■ Aim of the task ■
Could you retype, exactly as written, every line from the top of the records through the line that contains "the idea with"?

■ Data excerpts ■
PR #37, opened 2018-08-02
send expiration time to react and then dont display the line if its e…

sghiaa:
[M: handle expiration time in countdown viewer](https://app.asana.com/0/584764604969369/753278615983449)

the idea with this app is we want to as closely replicate what is on actual signs as possible.  to do this, we need to also replicate how the signs expire messages after a given expiration time.  As of right now, our realtime_signs app will only ever pass expiration times as the argument `e###`, meaning expires after ### seconds.  technically it is possible to pass `t###`, which will be "expires at time ###" but we never use that so it is unimplemented here.

signs-dev.mbtace.com/messages
pm me for username/password

### DIFF
--- a/assets/js/Sign.jsx
+++ b/assets/js/Sign.jsx
@@ -1,20 +1,13 @@
 import React from 'react';
 import PropTypes from 'prop-types';
 
+function displayLine(duration, currentTime) {
+  return (Date.parse(duration) - currentTime) > 0;
+}
+
 function Sign({
   signId, lineOne, lineOneDuration, lineTwo, lineTwoDuration, currentTime,
 }) {
-  const remainingTimeOne = Date.parse(lineOneDuration) - currentTime;
-  const remainingTimeTwo = Date.parse(lineTwoDuration) - currentTime;
-  let topLine = null;
-  let bottomLine = null;
-  if (remainingTimeOne > 0) {
-    topLine = lineOne;
-  }
-  if (remainingTimeTwo > 0) {
-    bottomLine = lineTwo;
-  }
-
   return (
     <div className="viewer--sign">
       <div className="viewer--sign-id">
@@ -22,10 +15,10 @@ function Sign({
       </div>
       <div className="viewer--sign-lines">
         <div className="viewer--sign-line">
-          {topLine}
+          { displayLine(lineOneDuration, currentTime) ? lineOne : null }
         </div>
         <div className="viewer--sign-line">
-          {bottomLine}
+          { displayLine(lineTwoDuration, currentTime) ? lineTwo : null }
         </div>
       </div>
     </div>
--- a/assets/js/Sign.jsx
+++ b/assets/js/Sign.jsx
@@ -41,4 +41,11 @@ Sign.propTypes = {
   currentTime: PropTypes.number.isRequired,
 };
 
+Sign.defaultProps = {
+  lineOne: null,
+  lineOneDuration: '0',
+  lineTwo: null,
+  lineTwoDuration: '0',
+};
+
 export default Sign;
--- a/assets/js/Sign.jsx
+++ b/assets/js/Sign.jsx
@@ -1,7 +1,18 @@
 import React from 'react';
 import PropTypes from 'prop-types';
 
-function Sign({ signId, lineOne, lineTwo }) {
+function Sign({ signId, lineOne, lineOneDuration, lineTwo, lineTwoDuration, currentTime }) {
+  let remainingTimeOne = Date.parse(lineOneDuration) - currentTime
+  let remainingTimeTwo = Date.parse(lineTwoDuration) - currentTime
+  let topLine = null
+  let bottomLine = null
+  if(remainingTimeOne > 0) {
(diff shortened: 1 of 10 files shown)


assets/js/Viewer.jsx
```diff
@@ -18,16 +18,28 @@ class Viewer extends Component {
       <div>
         {this.sortedKeys().map((key) => {
```
meagonqz: I wouldn't bother with this class method `sortedKeys`. I'd just add the `const { signs } = this.props` at the top of the render method and call `Object.keys(signs).sort().map(key => ...` here, or `const sortedKeys = Object.keys(signs).sort()` and `sortedKeys.map(key => ...`

assets/js/Viewer.jsx
```diff
@@ -18,16 +18,28 @@ class Viewer extends Component {
...
+          );
         })}
       </div>
     );
   }
 }
 
 Viewer.propTypes = {
-  signs: PropTypes.objectOf(PropTypes.arrayOf(PropTypes.string)).isRequired,
+  signs: PropTypes.objectOf(PropTypes.arrayOf(PropTypes.object)).isRequired,
```
meagonqz: I'd use `PropTypes.shape({ attr: PropTypes.string, ... })` here instead of just PropTypes.object

assets/js/ViewerApp.jsx
```diff
@@ -22,26 +24,38 @@ class ViewerApp extends Component {
...
+    }) => {
       this.setState(prevState => ({
-        signs: updateSigns(prevState.signs, { signId, lineNumber, content }),
+        signs: updateSigns(prevState.signs, {
+          signId, duration, lineNumber, content,
+        }),
       }));
     });
+
+    window.setInterval(this.updateTime, 1000);
```
meagonqz: You should probably clear this interval with `clearInterval(id)` on unmount (on `componentWillUnmount`) see a similar example here: https://reactjs.org/docs/state-and-lifecycle.html#adding-lifecycle-methods-to-a-class

assets/js/ViewerApp.jsx
```diff
@@ -22,26 +24,38 @@ class ViewerApp extends Component {
...
+  updateTime() {
+    this.setState(({
+      currentTime: Date.now(),
+    }));
   }
 
   render() {
     const { signs } = this.state;
-
+    const { currentTime } = this.state;
```
meagonqz: You can combine this with the above to be `const { signs, currentTime } = this.state;`

assets/js/Viewer.jsx
```diff
@@ -18,16 +18,28 @@ class Viewer extends Component {
       <div>
         {this.sortedKeys().map((key) => {
           const { signs } = this.props;
+          const { currentTime } = this.props;
```
meagonqz: Can combine these to be `const { signs, currentTime } = this.props`

assets/js/Viewer.jsx
sghiaa: oh, thats good to know about, thanks!

assets/js/ViewerApp.jsx
sghiaa: cool, thanks!

assets/js/Viewer.jsx
sghiaa: sounds good to me

sghiaa: i ended up getting linter complaints about this not being stateless, so i will leave it as is for now since its not really being touched by this pr anyway.

meagonqz: I was baffled by this so I changed it locally and it passes lint, so I'm just going to push the baby commit with this change

assets/js/Sign.jsx
```diff
@@ -1,18 +1,31 @@
 import React from 'react';
 import PropTypes from 'prop-types';
 
-function Sign({ signId, lineOne, lineTwo }) {
+function Sign({
+  signId, lineOne, lineOneDuration, lineTwo, lineTwoDuration, currentTime,
+}) {
+  const remainingTimeOne = Date.parse(lineOneDuration) - currentTime;
```
meagonqz: you could extract this into a separate function in this file, that takes duration and currentTime and returns a boolean, true if it's greater than 0, false otherwise.

and then in the return JSX:

{ remainingTimeOne ? lineOne : null }
...
{ remainingTimeTwo ? lineTwo : null }

sghiaa: good idea

assets/js/ViewerApp.jsx
```diff
@@ -22,26 +24,46 @@ class ViewerApp extends Component {
...
   }
 
-  render() {
-    const { signs } = this.state;
+  componentWillUnmount() {
+    clearInterval(this.timerID);
+  }
 
+  updateTime() {
+    this.setState(({
```
meagonqz: nitpick: I think this gained an extra set of () when it was previously a function (which you don't need to pass it as in this case)

sghiaa: whoops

■ Solution below ■
PR #37, opened 2018-08-02
send expiration time to react and then dont display the line if its e…

sghiaa:
[M: handle expiration time in countdown viewer](https://app.asana.com/0/584764604969369/753278615983449)

the idea with this app is we want to as closely replicate what is on actual signs as possible.  to do this, we need to also replicate how the signs expire messages after a given expiration time.  As of right now, our realtime_signs app will only ever pass expiration times as the argument `e###`, meaning expires after ### seconds.  technically it is possible to pass `t###`, which will be "expires at time ###" but we never use that so it is unimplemented here.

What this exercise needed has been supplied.